* _TASK DETAILS_:
One number is the whole answer: the tally of lines in the records below that contain "bugzilla".

* _Saved entries_:
- - -

PR #3146, opened 2015-03-29
Fix bug 1148894: Show featured demos on homepage

openjck:


kuma/landing/views.py
```diff
@@ -12,9 +12,9 @@
 
 def home(request):
     """Home page."""
-    demos = (Submission.objects
-                       .all_sorted('upandcoming')
-                       .exclude(hidden=True))[:12]
+    demos = (Submission.objects.filter(featured=True)
+                               .exclude(hidden=True)
+                               .order_by('-modified').all()[:12])
```
jezdez: The `all()` at the end is not needed here.

As there is some infrastructure for sorting is already in place, I wonder if you want to add that type of filtered queryset to the `all_sorted` method as another option? Something like `Submission.objects.all_sorted('freshfeatured')` that then filters on featured and orders by modified as you have it here?

openjck:
I think that's a great idea. Will do.

openjck:
Updated! :smile:

kuma/demos/models.py
```diff
@@ -361,6 +361,10 @@ def all_sorted(self, sort=None):
             return queryset.order_by('-likes_total')
         elif sort == 'upandcoming':
             return queryset.order_by('-likes_recent', '-launches_recent')
+        elif sort == 'recentfeatured':
+            return queryset.filter(featured=True) \
```
jezdez: Please don't use a backslash but parentheses.

openjck:
Updated! :fireworks:

jezdez:
Nicely done! LGTM

jezdez:
The test breaking is our heisenbug with regard to uploaded files.

PR #3215, opened 2015-05-13
bug 1164032 - Move to using trackEvent for JS, Ajax, and other errors.

darkwing:
https://bugzilla.mozilla.org/show_bug.cgi?id=1164032

### DIFF
--- a/media/js/analytics.js
+++ b/media/js/analytics.js
@@ -91,12 +91,23 @@
             Track specific clientside errors create by our code
         */
         trackClientErrors: function() {
+
             $(win).on('error', function(e) {
                 var originalEvent = e.originalEvent;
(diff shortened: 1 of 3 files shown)


groovecoder:
Would it be simpler to change the `trackError` method to:
```
        trackError: function(description, label) {
            if(win.ga && ga.create) {
                var data = {
                    category: 'Error',
                    action: description,
                    label: label || null
                }
                analytics.trackEvent(data);
            }
        }
```
That way we can keep using `trackError` and change the calls to:
```
mdn.analytics.trackError('404');
mdn.analytics.trackError(originalEvent.message, originalEvent.filename + ':' + originalEvent.lineno);
mdn.analytics.trackError('AJAX', settings.url + ' : ' + e.result);
```
And we'll get an "Error" event category report to give us a comprehensive report of all errors in a single view.

darkwing:
Closing out, will submit a new one.

PR #3218, opened 2015-05-15
Bug 775569 and other small fixes

a2sheppy:
Implements Ctrl+0 (Cmd-0) as a key shortcut for the "Remove formatting" option in
CKEditor (bug 775569).

There are also some fixes which are parts of other general editing clean-up
bugs:

* Removed the "Right sidebar" and "Callout box" styles from
the Style drop-down menu.

* Added the key shortcut Ctrl+Shift+K (Cmd-Shift-K) for "Remove link".


darkwing:
R+

PR #3219, opened 2015-05-15

openjck:
Current issues:

* [ ] Django is not serving anything in `/static/assets/compressed`
    * Steps to reproduce
        * `vagrant up`
        * `vagrant ssh`
        * `foreman start`
        * `./manage.py collectstatic --noinput`
        * `cat static/assets/compressed/css/gaia.css`. The file contents will be printed.
        * Visit https://developer-local.allizom.org/static/assets/compressed/css/gaia.css. The file will not be found.
* [ ] Travis tests are failing. This might be due to `collectstatic` not being run, or it might be due to the issue above.
* [ ] [Some code](https://pastebin.mozilla.org/8833664) is still using jingo-minify's `{{ BUILD_ID_JS }}`. We need to find a different way of efficiently cache-busting assets that use this template tag.


openjck:
@jezdez: Any thoughts on the current issues listed above? I can't figure them out.

groovecoder:
I'm going to close this. We'll keep the branch up to preserve the code for re-use in a potential new PR for django-pipeline after we merge the python & django updates.

openjck:
Photograph of a broken physical oil pipeline

PR #3224, opened 2015-05-26
Bug 1150118: Dropping time out to 2 seconds

stephaniehobson:
Let's experiment with this for a week. It's not quite the "Can we just not swap out the fonts on first load" some people are asking for but it decreases how far someone can get before the swap happens, if it happens at all.


darkwing:
R+, works for me!

PR #3226, opened 2015-05-27
Fix bug 1078186: Redirect static canvas examples

openjck:


openjck:
A code review would be good, but we don't need to worry about spot-checking this. The code isn't going to have any effect locally, but Cylia [already confirmed](https://bugzilla.mozilla.org/show_bug.cgi?id=1078186#c34) that the rules work on our servers.

PR #3227, opened 2015-05-31
Fix Bug 1159634 - Set h5 font-size

davidyezsetz:


groovecoder:
@stephaniehobson or @openjck ?

media/stylus/base/elements/typography.styl
```diff
@@ -48,6 +48,11 @@ h4 {
     letter-spacing: -0.014em;
 }
 
+h5 {
+    set-font-size(16px);
+    letter-spacing: -0.014em;
```
stephaniehobson: 16px looks good :)

We're going to start lazy loading our web fonts. As part of this, there's now a way to hand-craft the display of the fallback fonts. You can see how it was declared for the h4 tag here: https://github.com/mozilla/kuma/blob/master/media/stylus/base/elements/typography.styl#L69-L75 Could you add fallbacks for the h5? 

I usually test this with dev tools by creating a block of multi-line text in each font and then absolutely positioning them over each other and fine tuning.

Alternatively, copying the h4 declaration would still get an R+ from me.

davidyezsetz: Sure thing.

davidyezsetz:
@stephaniehobson this is what you had in mind right? (Green is a fallback font)
fallback_font

stephaniehobson:
It looks good from here but review is going to be delayed until I have the new VM running, sorry!

PR #3228, opened 2015-06-01
bug 1170235 - Add initial assets for Compat Tables

darkwing:
Initial work for bringing compat tables into MDN.  My test template is as follows:

https://gist.github.com/darkwing/6fccdfd9852f338799eb

Seeing lots of display issues (i.e. `abbr` not working as intended, sprite not working as intended) so we'll need to figure out what's wrong.


stephaniehobson:
Superseded by #3235

PR #3230, opened 2015-06-01
Fix Bug 1148752 - CSS break long article titles.

stephaniehobson:
Added word-wrap: break-word to auto-break when necessary. Added hyphens: auto to add hyphen at break for supporting browser/locale combos.

Moved line height 1 declaration to apply to all headings by default and over ride for h1 (instead of applying to all and being over ridden by all but h1).

Decreased line height on document head. Increased margins on document head to account for decreased line height.

Before:
screen shot 2015-06-01 at 15 21 22

After:
screen shot 2015-06-01 at 15 26 10


darkwing:
Works beautifully and looks awesome!  R+!

PR #3232, opened 2015-06-03
bug 1116335 - utf8_distinct_ci collation for Travis CI MySQL

groovecoder:
Just sending a PR to trigger a Travis build ...

### DIFF
--- a/scripts/travis-before-script.py
+++ b/scripts/travis-before-script.py
@@ -1,0 +1,17 @@
+import codecs
+import os
+
+from jinja2 import Environment, FileSystemLoader
+
+
+env = Environment(
+    loader=FileSystemLoader(
+        os.path.join(
+            os.path.dirname(__file__), "../provisioning/roles/kuma/templates"
+        )
+    )
+)
+template = env.get_template('Index.xml.j2')
+
+with codecs.open('/usr/share/mysql/charsets/Index.xml', 'w', encoding='utf-8') as f:
+    f.write(template.render(collation_id=999))
--- a/settings.py
+++ b/settings.py
@@ -52,7 +52,7 @@ DATABASES = {
         'ATOMIC_REQUESTS': True,
         'TEST': {
             'CHARSET': 'utf8',
-            'COLLATION': 'utf8_general_ci',
+            'COLLATION': 'utf8_distinct_ci',
         },
     },
 }
--- a/.travis.yml
+++ b/.travis.yml
@@ -20,8 +20,12 @@ env:
 before_install: scripts/travis-install
 install:
     - pip wheel -r requirements/compiled.txt coveralls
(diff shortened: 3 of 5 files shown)


settings.py
```diff
@@ -52,7 +52,7 @@
         'ATOMIC_REQUESTS': True,
         'TEST': {
             'CHARSET': 'utf8',
-            'COLLATION': 'utf8_general_ci',
+            'COLLATION': 'utf8_distinct_ci',
```
jezdez: Why is this needed? The test runner will run the migrations and therefore apply the collation to the tables needing it.

scripts/travis-before-script.py
```diff
@@ -0,0 +1,17 @@
+import codecs
```
jezdez: Ough man, that's janky. I'm r- on this.

tox.ini
```diff
@@ -19,7 +19,7 @@ setenv =
 deps=
     -rrequirements/compiled.txt
 commands =
-    coverage run manage.py test --noinput -v2 {posargs:kuma}
+    sudo coverage run manage.py test --noinput -v2 {posargs:kuma}
```
jezdez: Why sudo?

groovecoder:
For all of these comments: I'm just trying things out to see what the best way to make Travis work is.

settings.py
groovecoder: The test runner fails to apply the collation migration with a MySQL `OperationalError` so I'm trying some other approaches.

scripts/travis-before-script.py
groovecoder: `codecs` is janky?

settings.py
jezdez: It didn't for me, is this in your VM? What's the traceback?

scripts/travis-before-script.py
jezdez: The whole file is :(

settings.py
groovecoder: In the Travis CI environment. I'm still poking at it trying things today

scripts/travis-before-script.py
groovecoder: It's not my favorite. On the plus side, it makes use of the Jinja templates we have for Ansible. But, it adds another discrepancy between Travis CI and dev environments. I was searching for a way to running ansible on Travis CI, but all I could find were guides to test ansible **roles** with Travis.

Though I recall we might be able to make an inventory file just for Travis with a single "localhost" entry? I'll try that too.

groovecoder:
Closing. https://github.com/mozilla/kuma/commit/ed67af1a55b5a4ce937d1688ff875899277edc84 and https://github.com/mozilla/kuma/commit/5c89cc2b00dc13220c909a013682f9ebb32de712 are the better code to do this.

PR #3238, opened 2015-06-05
Fix Bug 1126320 - Increase Inline Code Tag Visibility

stephaniehobson:
Changed `<code>` and `<kbd>` appearing outside of `<pre>` to use Courier New instead of Consolas. I tried to standardize on Consolas a while back but it's too hard to differentiate it from open-sans.

Also increased the weight of Courier New.

Test page: https://developer.mozilla.org/en-US/docs/User:stephaniehobson:code Only the inline tags in the first paragraph and heading should change (and they should get easier to spot).

### DIFF
--- a/media/stylus/base/elements/typography.styl
+++ b/media/stylus/base/elements/typography.styl
@@ -148,9 +148,9 @@ blockquote {
 pre/code/kbd
 ====================================================================== */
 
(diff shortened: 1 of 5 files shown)


darkwing:
R+, looks good.

PR #3239, opened 2015-06-05
Bug 1070001: Reorg stylus - .spec

stephaniehobson:
- separated `.spec` into its own file.
- `color` and `border-color` on `:before` are inherited from `color` declaration on parent, so removed.
- changed `background-color` to background for fewer characters
- combined declarations where possible
- checked all classes are in use
- RTL improvements
- removed `min-width` since not applied to inline elements (so it was never applied)
- moved border width and style declaration to short hand on group declaration
- snugged bottom padding up a bit to try to make top and bottom spacing above letters equal
- converted rgba values to hex

Testing page: https://developer.mozilla.org/en-US/docs/User:teoli/In_content#Specification_boxes 
Only difference between prod and local should be slightly shorter badges.


stephaniehobson:
443 characters in savings, if we're counting (I might be counting. It's the little victories, you know?).

media/stylus/components/wiki/spec.styl
```diff
@@ -0,0 +1,108 @@
...
+    font-weight: 700;
+    border-radius: 2px;
+    border-left: 4px solid;
+    letter-spacing: 1px;
+    padding: 0.45em 0.35em 0.30em;
+    /* bidi for this is complicated, the tag itself is LTR but the
+       name of the spec could be either LTR or RTL (depending on
+       if it's been translated) so we add margins to both sides.
+       Not perfect but good compromise.  */
+    bidi-value(margin, 0.2em 0.6em 0 0, 0.2em 0.6em 0);
```
darkwing: Why use `bidi-value` if you set `direction: ltr;` below?

darkwing:
Outside of my comment, this looks awesome!

groovecoder:
Selfish ask: Could we wait until we add YouShouldUse to kuma repo to merge this? That will test that this commit sends real Stylus payload to YouShouldUse and we can check for any errors.

media/stylus/components/wiki/spec.styl
stephaniehobson: The content inside the tag is reliably LTR. The content outside the tag is not reliably RTL or LTR and so the tag is unpredictably placed on either the left or the right of the content it sits before. On RTL pages it needs margins on both side but on LTR pages it is predictably placed on the left and does not need the left margin.

stephaniehobson:
Yes, we can wait for YouShouldUse.

openjck:
I'll be adding YSY today. :smile:

openjck:
> I'll be adding YSY today. :smile:

Added!

PR #3339, opened 2015-07-12
bug 957802 - Improve mysql init script

jwhitlock:
/etc/init.d/mysql greps for the mysql process to determine if mysql is running.  When running, the process count includes the mysqld process and the grep for that process (count=2).  However, 5% - 10% of the time (and maybe more common under vagrant / ansible), the grep is not in the process list, causing false negatives when detecting the mysqld process is running.  When provisioning, this results in the utf8_distinct_ci coalition not being applied, migrations failing, and provision failing until mysql is restarted (maybe by rebooting the vagrant instance).

This new init script ignores the grep process, making the run detection more reliable.  Tested by cleanly running `vagrant up` from scratch.

### DIFF
--- a/provisioning/roles/geerlingguy.mysql/files/etc/init.d/mysql
+++ b/provisioning/roles/geerlingguy.mysql/files/etc/init.d/mysql
@@ -1,0 +1,182 @@
+#!/bin/bash
+#
+### BEGIN INIT INFO
+# Provides:          mysql
+# Required-Start:    $remote_fs $syslog
+# Required-Stop:     $remote_fs $syslog
+# Should-Start:      $network $time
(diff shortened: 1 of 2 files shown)


jwhitlock:
Submitted upstream as http://bugs.mysql.com/bug.php?id=77696

jezdez:
Woah! That is awesome!

jezdez:
r+

jezdez:
Oh crap, I only now noticed that this changes a vendored Ansible role. D'oh!

jezdez:
Opened https://github.com/mozilla/kuma/pull/3340 to fix this. D'oh

PR #3340, opened 2015-07-13
Bug 957802 - Reverted modification of vendored MySQL role and moved it into kuma role.

jezdez:


jezdez:
I would recommend filing an issue upstream with the role author to ship the init file there instead.

jwhitlock:
+r, checked with ``vagrant destroy && vagrant up``.  Submitted upstream as https://github.com/geerlingguy/ansible-role-mysql/pull/44 .

PR #3341, opened 2015-07-13
Bug 1183082 - Fix attachment feeds.

jezdez:


darkwing:
@jezdez "attachment"  !  :)

kuma/attachments/feeds.py
```diff
@@ -10,15 +10,19 @@ class AttachmentsFeed(DocumentsFeed):
     subtitle = _("Recent revisions to MDN file attachments")
 
     def items(self):
-        return AttachmentRevision.objects.order_by('-created')[:50]
+        return (AttachmentRevision.objects.prefetch_related('creator',
+                                                            'attachment')
+                                          .order_by('-created')[:50])
```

- - -

* _EXERCISE RESPONSE_:
2